There has been an explosion in the number of drug-addicts in the country in recent years. The human casualties of the sprawling drug production in our country are no longer confined to the streets of Tehran, Moscow or London. An increasing number of our own fellow Afghans are being hooked to opium, heroin and hashish. The social and economic consequences are, no doubt, devastating for a poor country such as ours with no assured means of extending aid to the victims whose numbers are skyrocketing. According to the Ministry of Counter Narcotics and the statistics provided by the United Nations Office on Drugs and Crime (UNODC), the number of drug users in the country has reached an astounding 1.5 million persons.

This, as the statistics show, is a 50% increase over the past 5 years. This means the number of people in the country who use drugs has become double in a matter of 5 years. This figure corresponds to 5% of the population of our country. Considering that only a few countries cross the mark of 2%, our country Afghanistan stands as having one of the highest addiction rates in the world. According to UNODC, over the past 5 years, increase in the number of people addicted to heroin has been faster than that of opium. Addiction to heroin is much more dangerous than addiction to opium as de-addiction and detoxification in heroin-addicts is more difficult than those of opium and the health hazards associated with it are more serious. Addiction to heroin brings along with it waves of HIV infections and other blood-borne diseases.

The existence of 1.5 million drug-addicts in a country of barely 30 million is unacceptable. The country, already on the threshold of devastation as the legacy of three decades of civil war and highly dependent on foreign aid for financing even the most basic of its needs, does not have the resources to provide treatment and support to this growing pool of opiate-addicts. When the government of Afghanistan and its supporting partners still struggle to provide basic healthcare facilities to teeming masses of impoverished people, they will inevitably attach less importance to providing treatment and support to this growing opiate-addict population.

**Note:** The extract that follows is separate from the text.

PR #195, opened 2024-01-30
Fix RequiredFields validation

emteknetnz:
Two PR fixes two things in seperarte PRs, so do not squash merge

Consequently, addressing the rising plague of addiction is being neglected. Currently, for 1.5 million opiate-addicts, there are only around 50 rehabilitation centers in the country. This, at best, can provide support and treatment to only a tiny fraction of this population. The rest, lacking any support or treatment, would face no other than a slow death. Yes, this would be the fate of a sizable section of our population.

Another shocking finding of the UNODC is the high prevalence of addiction among children especially in North and South of the country. As high as 50% of addicted parents, many of them the likes of Fahima, give opium to their children. They give opium to their children as self-medication, pain-killer or to suppress many illnesses that the children are prone to. The children inevitably get hooked to the drug and this addiction, with devastating consequences, remains with them for their entire lives. The social upheaval that our country has gone through during the Taliban rule and after and also the persisting poverty, misery and unemployment have driven the current wave of increase in addiction.

On top of this, the refugees returning from Iran and Pakistan and the abundance of cheap narcotics on the streets of our cities and villages are other factors that have led to soaring rates of addiction. The situation is alarming. In the midst of a social and economic breakdown, the level of drug addiction in the country is sure to rise further if the government and its international supporters do not mobilize required resources to tackle the plague as addressing the issue is urgent. They say one stitch in time saves nine. We do not expect our under-resourced government, as it stands now, to save all the nine. Saving even one would be a golden achievement.